Pro Rata - craigkerstiens
http://blog.ycombinator.com/pro-rata
======
grellas
We live in an era where major founder leverage is a fact of life in the
startup world. Unlike the bubble era, founders today - or at least those that
are among the most talented - have substantial power in determining the
direction of their ventures and the investors who most benefit from this are
those who win their favor and align their interests along with those of such
founders.

YC is an innovative venture capital firm whose model depends heavily on its
maintaining credibility with the talented founders who run the ventures it
funds. In this sense, it has caught the spirit of the age brilliantly and that
is why YC stands out as one of the premier investment firms of our era.

A key element in this approach is for YC to do what it has done all along and
that is to take common stock instead of the almost sacrosanct preferred stock
that VC firms have always insisted on in the past. This radical innovation in
VC-style funding has set YC apart from the pack of VC firms, incubators, and
any and all other manner of investor wanting to hitch their wagon to the
talented founders who are capable of building successful, massively scaling
ventures that seek to transform all of world commerce. Its importance cannot
be emphasized enough as a key to YC's success. It has enabled YC both to be in
the midst of the fray and to stand above it, all at the same time. It is the
founder's ally even while it benefits mightily as an investor.

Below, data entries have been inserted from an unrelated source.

PR #5149, opened 2016-03-30
Batch polygon fill and stroke instructions

### LINKED ISSUE #4232: forEachFeatureAtPixel freezes/super slow performance on ff and ie
I have 2000+ features on the map and I want to display popup on hover to the features. I have used the forEachFeatureAtPixel  and on chrome it works as expected but with firefox and internet explorer it's completely useless. Whole map freezes and stops working.

I have tried with interactions (I think it uses forEachFeatureAtCoordinate and forEachFeatureAtPixel) and with map.on('pointermove'...). Works ok with Chrome but freezes on FF/IE.

Is there any workarounds, hacks or anything that would/could/should work?

ahocevar:
I did some profiling while I investigated #4232, and found that the canvas vector renderer spends most of its time in `context.fill()` instructions. In a first iteration, I changed the renderer code to create a single batch of `context.fill()` and `context.stroke()` instructions with the same `fillStyle` and `strokeStyle`. It turned out that this makes rendering slow in Safari. In a second iteration, I limited the batch size to 200 polygons, which results in fast rendering in all tested browsers.

Fixes #4232.

### DIFF
--- a/src/ol/render/canvas/canvasreplay.js
+++ b/src/ol/render/canvas/canvasreplay.js
@@ -1196,7 +1196,9 @@ ol.render.canvas.PolygonReplay = function(tolerance, maxExtent, resolution) {
    *         lineDash: Array.<number>,
    *         lineJoin: (string|undefined),
    *         lineWidth: (number|undefined),
-   *         miterLimit: (number|undefined)}|null}
+   *         miterLimit: (number|undefined),
+   *         pendingFill: number,
+   *         pendingStroke: number}|null}
    */
   this.state_ = {
     currentFillStyle: undefined,
@@ -1212,7 +1214,9 @@ ol.render.canvas.PolygonReplay = function(tolerance, maxExtent, resolution) {
     lineDash: null,
     lineJoin: undefined,
     lineWidth: undefined,
-    miterLimit: undefined
+    miterLimit: undefined,
+    pendingFill: 0,
+    pendingStroke: 0
   };
 
 };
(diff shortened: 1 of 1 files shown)


src/ol/render/canvas/canvasreplay.js
```diff
@@ -1246,19 +1255,15 @@ ol.render.canvas.PolygonReplay.prototype.drawFlatCoordinatess_ = function(flatCo
...
+    state.pendingFill++;
   }
   if (state.strokeStyle !== undefined) {
     goog.asserts.assert(state.lineWidth !== undefined,
         'state.lineWidth should be defined');
-    var strokeInstruction = [ol.render.canvas.Instruction.STROKE];
-    this.instructions.push(strokeInstruction);
-    this.hitDetectionInstructions.push(strokeInstruction);
+    state.pendingStroke++;
+    this.hitDetectionInstructions.push([ol.render.canvas.Instruction.STROKE]);
```
tsauerwein: Would it maybe make sense to also batch hit-detections instructions?

ahocevar: Time in `context.fill()` is almost only spent for rendering, not for hit detection. So I think that filling off-screen geometries is already optimised away by the Canvas 2D engine.

tsauerwein: Ok, that sounds good. Btw. thanks for your research on this! :+1:

fredj:
LGTM, thanks for your work on this

PR #5150, opened 2016-03-31
Use fs-extra instead of wrench

fredj:


tasks/test-coverage.js
```diff
@@ -87,9 +73,9 @@ var setupBackupAndInstrumentationDir = function() {
   }
 
   log('• copy src files to backup folder');
-  wrench.copyDirSyncRecursive(dir, backupDir, copyOpts);
+  fse.copySync(dir, backupDir);
```
nicholas-l: This wont overwrite existing files does that matter? Also preserving timestamps? ```{clobber: true, preserveTimestamps: true}```

fredj: The backupDir should be empty at this time, but I will add the options to have the same as we had with wrench.

fredj: done

ahocevar:
Looks good, please merge.

tasks/test-coverage.js
```diff
@@ -8,8 +8,8 @@
  */
 
 var fs = require('fs');
+var fse = require('fs-extra');
```
marcjansen: You can just do

```javascript
var fs = require('fs-extra');
```

and remove the `fse` variable

tasks/test-coverage.js
```diff
@@ -87,9 +80,9 @@ var setupBackupAndInstrumentationDir = function() {
   }
 
   log('• copy src files to backup folder');
-  wrench.copyDirSyncRecursive(dir, backupDir, copyOpts);
+  fse.copySync(dir, backupDir, copyOpts);
```
marcjansen: that'd be than `fs.copySync` also at the other places

marcjansen:
The function `deleteFolderRecursive` can also be replaced with `fs.remove`.

If you could take my suggestions, @fredj, that'd be great. Otherwise looks good to me as well.

fredj:
> The function `deleteFolderRecursive` can also be replaced with `fs.remove`.

done, thanks

tasks/test-coverage.js
fredj: you're right but we have the `fs` and `fse` vars in all the others scripts in the tasks folder.
we can change that in an other PR

marcjansen: Agreed. :+1:

marcjansen:
Thanks for the additional commit @fredj. Please merge when green.

fredj:
thanks for the review

PR #5152, opened 2016-04-01
Cartodb cleanup

fredj:


fredj:
Thanks for any review

gberaudo:
LGTM

tschaub:
Not sure if this is related, but the http://openlayers.org/en/v3.15.1/examples/cartodb.html example doesn't work.

Also, was there some discussion about the justification for adding an externs file?

tschaub:
> Not sure if this is related, but the http://openlayers.org/en/v3.15.1/examples/cartodb.html example doesn't work.

Unrelated.  See #5217

> Also, was there some discussion about the justification for adding an externs file?

Here is some related discussion on adding an externs file: https://github.com/openlayers/ol3/pull/4926#discussion-diff-54385613

My opinion hasn't changed since then (I don't think there is value in adding an externs file and I think it is an additional burden on users - existing full build configs won't work for example).

PR #5157, opened 2016-04-01
Improve docs for measure example

probins:
The current description in the measure example is not very accurate, so this is an attempt to improve it.

While I'm at it, I've also corrected a minor error in the js file.

Docs only, no change in logic.


ahocevar:
Thanks @probins.

PR #5162, opened 2016-04-02
Improve docs/examples for loadingstrategy

probins:
I was looking for docs on the bbox loadingstrategy. The typedef currently has no description, so I've added a minimal one. I searched the examples for 'bbox', and it finds 3, none of which actually uses a bbox strategy :confused: So I've removed the bbox description from the ESRI examples, and changed the WFS example so that does use `ol.loadingstrategy.bbox` - AFAICS this continues to work with no problem, so I'm not sure why it currently uses a Tile strategy, which seems like an unnecessary complication. No doubt someone will let me know if I'm missing something ;-)


probins:
review anyone?

bartvde:
thanks @probins this makes sense to me.

PR #5163, opened 2016-04-04
Release v3.15.0

fredj:


nicholas-l:
Might have forgot one change, math.modulo and lerp in full list :(

fredj:
@nicholas-l added, thanks

fredj:
I've also added a note about IE 9 and the `goog.dom.classlist` removal (#5124)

What then to do after the founding stage to avoid dilution to its initial
investment stake without jeopardizing credibility with founders? If YC were to
pick and choose in participating in early follow-on rounds, this would
selectively help and simultaneously hurt the various founders it works with.
Almost by definition, the fact of such an investment would brand some YC
ventures as in and others out of YC favor, a result that would prove highly
damaging to the aura of goodwill that is not only helpful but absolutely
indispensable for YC to maintain with its founders.

So how to maintain that goodwill and still avoid subsequent dilution in the
various investment rounds that inevitably follow from the inception of star-
quality companies?

Well, you can set up some fixed rules, make such follow-on pro rata
investments automatic within the defined bounds that make sense for YC, and
use that as a way of extending YC's leverage to help it keep the 7% (or
whatever) stake it begins with in each venture.

And that is precisely what YC has done here with its pro-rata program.

Founders usually have no problem with early stage investors being able to
participate pro rata in later rounds as long as they are significant investors
and as long as such participation does not jeopardize their ability to raise
later-stage money on good terms.

YC is of course a significant investor.

As to jeopardizing future funding terms, I believe YC has made a judgment call
here that the investors it typically works with will have no problem taking
something less than their accustomed full pieces in the later rounds to
accommodate YC and will therefore continue to finance YC ventures exactly as
before. Hence, no prejudice to founders and no loss of goodwill or credibility
among founders.

I believe this is a sound calculation. YC has been able to persuade VCs to
deviate from a variety of their traditional rules/requirements as part of
being a part of the YC universe. This is just one more to be added to the
list. It is a world of increased founder leverage and that means investors who
want to stay with the deal flow need to adjust and adapt. I think they will do
so here as well.

In a worst case for YC, this might prove a failed experiment. But the downside
of the experiment's failing is minimal while the upside in being able to avoid
later-stage dilution among a vast group of potentially valuable ventures is
huge. Thus, this makes eminent sense for YC for sure and probably for its
founders too. As for the VCs who will have to adapt a bit, they will survive
and very likely continue happily investing just as before. At least that is
how I read it.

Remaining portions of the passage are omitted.